This is what I got so far, I had a set of 15x8 summit wheels with 275/60-15 tires that laying around so I put them on. They are about 2" shorter and 6+"s narrower. I'm hoping what ever shop I find can jack up the car about 2" to clear the quarter or maybe swing the head inside the quarter. I will have to jack the car anyway cause it sits about 2 1/2" lower with the little tires.

As far as the two wheel 4 wheel alignment goes. I don't believe there is or ever was an alignment rack that did not use the rear tires as reference point. ALL racks need to reference the back of the car in some fashion. Years ago I had a guy in Perth Amboy set the alignment he had and old machine not sure what brand but he drove the car across a mechanics pit on two steel 6" wide I beams basically a bridge to his rack, kinda sketchy! But even that dinosaur used strings and levels off the rear wheels. I tried to find him again but don't have an address and don't remember where he was located. He may even be dead now who knows.
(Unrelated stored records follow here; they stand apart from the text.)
PR #335, opened 2026-05-26
docs(migration-sync): add ordering-artifact failure guidance to step 5

jcdendrite:
## Summary

- Adds a paragraph to step 5 of the `lovable-cloud-migration-sync` skill explaining what to do when `supabase db reset` fails with an "already exists" error during migration sync verification.
- Names the root cause (local timestamp-ordering artifact where the original runs before the duplicate, not a logic error in the duplicate).
- Specifies the correct fix: delete the original first, then re-run the reset with only the Lovable duplicate present.
- Explicitly prohibits modifying the Lovable duplicate to add `DROP IF EXISTS` guards — the duplicate must exactly match what Lovable Cloud executed; editing it creates repo/production divergence even for a harmless no-op DROP.
- Scopes the existing "do not proceed on FAIL" rule: it applies to logic errors in the duplicate, not to ordering artifacts that disappear once the original is deleted.

## Test plan

- [ ] Skill review checklist applied (all 12 items clean).
- [ ] 1311 existing tests pass (`pytest claude/.claude/`).
- [ ] No private project identifiers, tracker IDs, or structural fingerprints in the added prose.
- [ ] Step numbering, acceptable-differences list, and all other existing content unchanged.

### DIFF
--- a/plugins/lovable-cloud/skills/lovable-cloud-migration-sync/SKILL.md
+++ b/plugins/lovable-cloud/skills/lovable-cloud-migration-sync/SKILL.md
@@ -111,6 +111,23 @@ reset and harmless — Lovable duplicates run later in timestamp order
 than the originals did, so the reset replays the originals' creation
 against the duplicates' drops.
 
+**Ordering-artifact failures: delete first, then reset.** If `supabase db reset`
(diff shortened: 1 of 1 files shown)


jcdendrite (commented):
lgtm

PR #350, opened 2026-05-28
fix(gitignore): restore .claude/plans/ as tracked so the plan-review gate works as designed

jcdendrite:
## Summary

- Removes `.claude/plans/` from the root `.gitignore` so plan files can be committed alongside their implementation PR.
- Updates the comment above the remaining gitignored entries to explain what stays gitignored and why `.claude/plans/` is now tracked.
- Keeps `claude/.claude/plans/` gitignored — stow-package guard added in GH-257 to prevent `stow --adopt` from re-tracking harness scratch plans into the stow package.

**Root cause:** PR GH-257 (May 17) redesigned the `require-plan-review.sh` gate so committed-clean plan files are treated as historical and don't re-arm the gate in new sessions. The prescribed workflow is `/plan-it → /plan-review → commit-with-implementation`. But the root `.gitignore` line added in GH-24 (April) made all plan files forever untracked — so the gate's "tracked + clean = historical" branch never engaged. Any stale plan file from a prior session permanently armed the gate, particularly acute because sessions are cleared after `/handoff`.

## Test plan

- [x] `pytest claude/.claude/hooks/tests/test_require_plan_review.py` — 29 passed (existing tests cover the committed-clean allow / untracked deny / modified-committed deny branches)
- [x] `git check-ignore .claude/plans/fix-plans-gitignore.md` returns exit 1 (not ignored) ✅
- [x] `git check-ignore claude/.claude/plans/anything.md` matches `.gitignore:13` (stow guard intact) ✅
- [ ] Manual: fresh session in a post-merge clone — write a plan, commit it, open new session, confirm gate does not arm

### DIFF
--- a/.claude/plans/fix-plans-gitignore.md
+++ b/.claude/plans/fix-plans-gitignore.md
@@ -1,0 +1,133 @@
+# Restore commit-with-implementation flow for plan files
+
+## Context
+
+**Goal:** Remove `.claude/plans/` from this repo's root `.gitignore` so plan
+files get committed alongside their implementation, restoring the lifecycle
+the `require-plan-review.sh` gate was designed for in PR #257.
+
+**Problem.** A recurring gate false-arm — a fresh session opens, finds a
+stale plan file from a prior session in `.claude/plans/`, and refuses any
+`Write`/`Edit` until `/plan-review` runs against an unrelated plan. Recent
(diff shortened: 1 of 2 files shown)


jcdendrite (commented):
lgtm

PR #351, opened 2026-05-28
feat(check-runner): dispatch-id contract

jcdendrite:
## Summary

- **Dispatch-id contract.** Parent generates a UUID per check-runner invocation
  and passes it as `dispatch-id: <uuid>` in the dispatch prompt. The agent uses
  it as the spool filename prefix and echoes it back verbatim in the verdict. The
  parent can verify the verdict's origin and locate the spool deterministically
  — a UUID prefix is globally unique, so prior sessions' spools cannot share it.
  Agent refuses dispatches without a dispatch-id (FAIL verdict + explicit message).
- **`subagent-delegation/SKILL.md`** gains the dispatch-id requirement bullet and
  a "Doubting the verdict" recovery paragraph.
- **`ready-for-review/SKILL.md`** dispatch recipe updated with dispatch-id.
- **Incident 6** recorded in `docs/case-studies/check-runner.md` — prose-drift
  verdict + parent re-execution; dispatch-id is the structural fix.
- **`check-runner-bash-guard.sh`** gains stderr logging on emit_deny (one-line
  addition; hook deny categories unchanged from main).
- **Incident 1 stale text in `docs/case-studies/check-runner.md`** updated: hook
  wiring described as "pending" — now reflects live `settings.json` + `agent_type`
  discrimination.
- **Tests:** 1386 passing, ruff clean.

## Design decision

The original branch also added a hook file-read guard covering cat, head, grep, etc.
After review against design-decisions.md §10 ("stacking command-string regexes is
the compounding-defensive-layers tell"), the guard was withdrawn — acknowledged
bypasses in its own header comment confirmed the wrong-foundation signal. Dispatch-id
ships alone.

## Out-of-scope notes

- **Agent-side prose-drift.** Failure-tail-in-context problem documented in
  Incident 6; foundational fix (extend Incident 5 silent-on-success to fail-path)
  is a separate plan.
- **check-runner redesign.** PR review surfaced a broader design question: Sonnet
  vs. Haiku, script-vs-agent evaluation. Separate discussion item.

## Test plan
- [x] 1386 tests pass: pytest claude/.claude/
- [ ] Dispatch check-runner without dispatch-id in prompt → FAIL verdict
- [ ] Normal dispatch with dispatch-id echoes id back in verdict

## Deferred review findings
|---------|---------|-----------------|-----------|
| Dispatch-id verification reasoning-layer only | ciso-reviewer | 3 – Gold-plating | Unenforceable third leg; documented |
| agent_type self-reported | ciso-reviewer | 1 – Orthogonal scope | Harness concern |
| grep -E fork in project-layer reader O(N) | staff-platform-engineer | 1 – Orthogonal scope | Pre-existing |
| No jq timeout guards | staff-platform-engineer | 1 – Orthogonal scope | Pre-existing |
| "often turns out" hedged prose in subagent-delegation/SKILL.md | skill-review | 3 – Gold-plating | Sentence provides WHY context motivating spool inspection; imperative rewrite loses explanatory value |
| check-runner.md missing TRIGGER/DO NOT TRIGGER blocks | agent-review | 1 – Orthogonal scope | Pre-existing gap; executor-style agents use summary descriptions |
| check-runner.md description omits dispatch-id/working-directory pre-conditions | agent-review | 3 – Gold-plating | Intentionally summary-level; body is the authoritative spec for callers |


claude/.claude/hooks/check-runner-bash-guard.sh
```diff
@@ -22,15 +22,28 @@
...
 # The agent's only legitimate write is its spool file under
 # ${TMPDIR:-/tmp}/; everything else is reportable as a verdict, not
 # resolvable by mutation.
+# Known gaps not closed by this hook:
+#   - Shell quoting variants (e.g. c''at file) pass the \b-anchored deny
+#     patterns. The threat model is prose-drift prevention by a good-faith
+#     model; adversarial quoting bypasses are out-of-scope for this hook.
+#   - Scripting-language one-liners (python3 -c, node -e, ruby -e) are not
+#     denied. The check-runner's enumerated-commands-only posture is the
+#     primary control for this surface.
```
jcdendrite: This is over-engineered. Remember that line in CLAUDE.md about overcomplication? 

Let's think of what we need check-runner to do, just run a simple command according to what the parent specified. Is there a way that we can encode what we need it to do in a script that the parent can run? Or do we just abandon check-runner because of how Claude works when output generates more than 2 KB (if I recall correctly - should be in REFERENCES or design-docs or something). 

We may want to redesign this. The UUID makes sense, but I almost wonder if it would be more effective to use Sonnet here and have it focus on debugging checks and tests. Definitely want to rethink the design.

jcdendrite (commented):
Why not just fix this? It's a simple change:
> Incident 1 stale text. docs/case-studies/check-runner.md Incident 1 still describes check-runner-bash-guard.sh as a "reference implementation pending agent-scoped hook wiring" — the wiring now exists via settings.json agent_type discrimination. Cleanup is a separate PR.

claude/.claude/hooks/check-runner-bash-guard.sh
jcdendrite: **[Claude Code]** The hook read-guard (the over-engineered part) was withdrawn in the latest commit on this branch — same call you are making here. What remains in the diff is the dispatch-id contract: a UUID the parent generates per invocation, passed in the prompt, echoed back in the verdict. One field addition; no regex stack.

The 2 KB concern: the Re-grounding section in `docs/case-studies/check-runner.md` has the measurement — the actual harness truncation is 30 KB, already in place, so the original context-flood premise does not hold. The current justification is signal quality and verdict ergonomics (curated per-command pass/fail + failure tail, handled on Haiku).

The broader design questions you raise — Sonnet vs. Haiku, script-vs-agent approach, whether check-runner is worth keeping — are tracked in #352.

`disposition: deferred` | `deferral-reason: over-engineering concern already addressed by hook removal; broader redesign tracked in #352`

jcdendrite:
**[Claude Code]** Fixed. Updated both stale passages in Incident 1 (line 15) and the Sources section (line 84) of `docs/case-studies/check-runner.md` to reflect that the hook is now wired via `settings.json` `PreToolUse(Bash)` with internal `agent_type: check-runner` discrimination. Addressed in the latest commit on this branch.

`disposition: fixed-as-requested` | `commit: latest on this branch`

jcdendrite (commented):
changes lgtm

PR #353, opened 2026-05-28
perf(check-runner-bash-guard): replace grep-fork loops with bash builtin regex

jcdendrite:
## Summary

- Replaces two `grep -E` subprocess-fork loops in `check-runner-bash-guard.sh` with bash builtin `[[ =~ ]]` — zero forks, same POSIX ERE semantics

The front HAS to be done with a specialized tool,even an old school with the bubble gauge.The rear can be done with measurements off the body to prove square. I also don't think there is an attchment for beadlocks.
If you get to a track,carefull 1st pass to make sure it goes straight! That can be adjusted there,I have changed air pressure in one tire as an adjustment!
These ET streets are my street tires.

Order1076-8x10.jpg
 
Update, I called over to Gene at Wild Rides (A local race car shop) and asked him what they do. He gave me the number of two places they take their tubbed cars so I gave one of them a call. After speaking with the alignment tech he said he would try and get the rear heads on but if he couldn't he would use the front heads only and that he does it all the time with hard stuff like mine. So I have an appointment for early next week and I'll let you know how I make out.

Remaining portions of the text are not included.